We don't work more than 18 hours. Try to get through everything at least twice in that time frame then get some rest and start over.


----------



## Philbilly2 (Aug 25, 2007)

On storms like that, we always plowed in teams.

Have a couple trucks in a lot, keep some idle banter talk on the radios to keep you from going into a trance.

As long as you were working in teams, you could have a truck pull off in a corner and grab a quick nap every now and then.

When doing rally routes for the city’s... there was no time to nap. They call you in, you plow till your route was done or someone else was getting your hours.

I was always a firm believer in a quick nap rather than a multiple hour break... snow comes and goes. You can sleep next week. Got to get it while it is here.


----------



## sota (Jan 31, 2011)

It's part of the reason I would resist strongly if the guy I work for wanted to tack on many more locations, especially if they're outside the current loop radius. I don't want to be out for any longer than 8 hours in a shot; it's not good for me and it's not good for the shovel guy I have.
Thankfully we don't live in an area where we historically get dumped on continuously for days.
If we did for some bizarre reason wind up with a projected storm with an exceedingly long duration, I'd probably go to a modified plowing/shoveling setup; basically 1 or 2 quick passes to just to keep things open and move on, then worry about doing a full cleanup later.


----------



## jonniesmooth (Dec 5, 2008)

sota said:


> It's part of the reason I would resist strongly if the guy I work for wanted to tack on many more locations, especially if they're outside the current loop radius. I don't want to be out for any longer than 8 hours in a shot; it's not good for me and it's not good for the shovel guy I have.
> Thankfully we don't live in an area where we historically get dumped on continuously for days.
> If we did for some bizarre reason wind up with a projected storm with an exceedingly long duration, I'd probably go to a modified plowing/shoveling setup; basically 1 or 2 quick passes to just to keep things open and move on, then worry about doing a full cleanup later.


We call that " cheap and dirty". Just shoot the driving lanes in the lots and a quick pass on the walks while businesses are open. Try to keep up with the accumulation.

I like to overlap our shifts, one guy starts at noon ( let's say there is 3" on the ground) , next guy starts at 4 ( there's another 3" on the ground) , next guy starts at 10 ( there's +/- 2" of new snow, but it quit snowing at 9). First guy gets a 4 hour nap.
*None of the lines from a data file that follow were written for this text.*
Issue #946, opened 2023-04-10
nil of any type serialize to null


tadelesh:
For example, this [model](https://github.com/Azure/azure-sdk-for-go/blob/610f7bd3342f04618e722ce44ca4c99702f2117c/sdk/resourcemanager/compute/armcompute/models.go#L7145) contains any type properties, even no value set to those properties, it will be serialized to `"protectedSettings": null`. It is because the reflect null value judgement [here](https://github.com/Azure/azure-sdk-for-go/blob/610f7bd3342f04618e722ce44ca4c99702f2117c/sdk/resourcemanager/compute/armcompute/models_serde.go#L18852) will not work for any/interface{} type. We may need special logic to handle it.

jhendrixMSFT:
Introduced in https://github.com/Azure/autorest.go/pull/734

PR #947, opened 2023-04-10
Fix populating any type

jhendrixMSFT:
Strcuts with fields of any type were always sending a JSON null as the address of the field was never nil.
Reverted rawjson-as-bytes for some test cases to see and test changes.

Fixes https://github.com/Azure/autorest.go/issues/946

### DIFF
--- a/test/maps/azalias/polymorphic_helpers_test.go
+++ b/test/maps/azalias/polymorphic_helpers_test.go
@@ -166,5 +166,5 @@ func TestInterfaceJSONNull(t *testing.T) {
 	b, err := json.Marshal(props1)
 	require.NoError(t, err)
 	require.Contains(t, string(b), `"anyObject":null`)
-	require.NotContains(t, string(b), `"anything":null`)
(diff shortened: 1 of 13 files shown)


test/maps/azalias/polymorphic_helpers_test.go
```diff
@@ -154,3 +158,13 @@ func TestInterfaceNil(t *testing.T) {
...
 }
+
+func TestInterfaceJSONNull(t *testing.T) {
+	props1 := TypeWithRawJSON{
+		AnyObject: azcore.NullValue[*any](),
+	}
+	b, err := json.Marshal(props1)
+	require.NoError(t, err)
+	require.Contains(t, string(b), `"anyObject":null`)
+	require.NotContains(t, string(b), `"anything":null`)
```
chlowell, line 169: Couldn't this be stricter because having `nil` value, `Anything` shouldn't be serialized?
```suggestion
	require.NotContains(t, string(b), "anything")
```

chlowell (approved):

Then he is the clean up.
Or something like that.
We had 2-3" on Monday night, 4-6" on Wednesday and are looking at 8-12" for Friday into Saturday. It's going to be a long week.


----------



## BossPlow2010 (Sep 29, 2010)

We do 18 hours as well, you get past that and guys start making poor decisions, things break, risk of getting injured or injuring someone else goes up.


----------



## m_ice (Aug 12, 2012)

We like to do no more than 12-16 hours depending on the employee and their route.


----------



## sota (Jan 31, 2011)

jonniesmooth said:


> We call that " cheap and dirty". Just shoot the driving lanes in the lots and a quick pass on the walks while businesses are open. Try to keep up with the accumulation.
> 
> I like to overlap our shifts, one guy starts at noon ( let's say there is 3" on the ground) , next guy starts at 4 ( there's another 3" on the ground) , next guy starts at 10 ( there's +/- 2" of new snow, but it quit snowing at 9). First guy gets a 4 hour nap. Then he is the clean up.
> Or something like that.
> We had 2-3" on Monday night, 4-6" on Wednesday and are looking at 8-12" for Friday into Saturday. It's going to be a long week.


... I hate you.  Send me your snow.


----------



## prezek (Dec 16, 2010)

I would just work 9-5. Customers don’t wanna hear those noisy plows early morning or late at night.


----------



## Mr.Markus (Jan 7, 2010)

prezek said:


> I would just work 9-5. Customers don't wanna hear those noisy plows early morning or late at night.


9am to noon would suit me fine...


----------



## prezek (Dec 16, 2010)

Mark Oomkes said:


> And wash your truck twice?
> 
> Are you working on a law degree also?


Yes...and hope no ex employees steal my customers.


----------



## MIDTOWNPC (Feb 17, 2007)

not much beats a heated seat truck nap though with the window slightly cracked.


----------



## JoshA (Dec 12, 2008)

I have one customer who calls the scheduling shots, and they usually have around a 1am-9am timeslot. I work on my other customers around this one, coming in both before and after in an effort to keep them open. As mentioned earlier "cheap and dirty," probably too often I have to tell my customers that "we're not going to get fancy this time, I'm just here to open you up, then I'll be back tonight to make it look like summer again." Which means I'm either headed to another customer, to feed cows, or to take a nap before I hit something expensive. 

I'd rather lose a customer because I didn't show up in a timely fashion then because we had an incident on their property. Haven't lost anyone yet. Which reminds me, off for a nap before I deliver summer to my people. 

-Josh


----------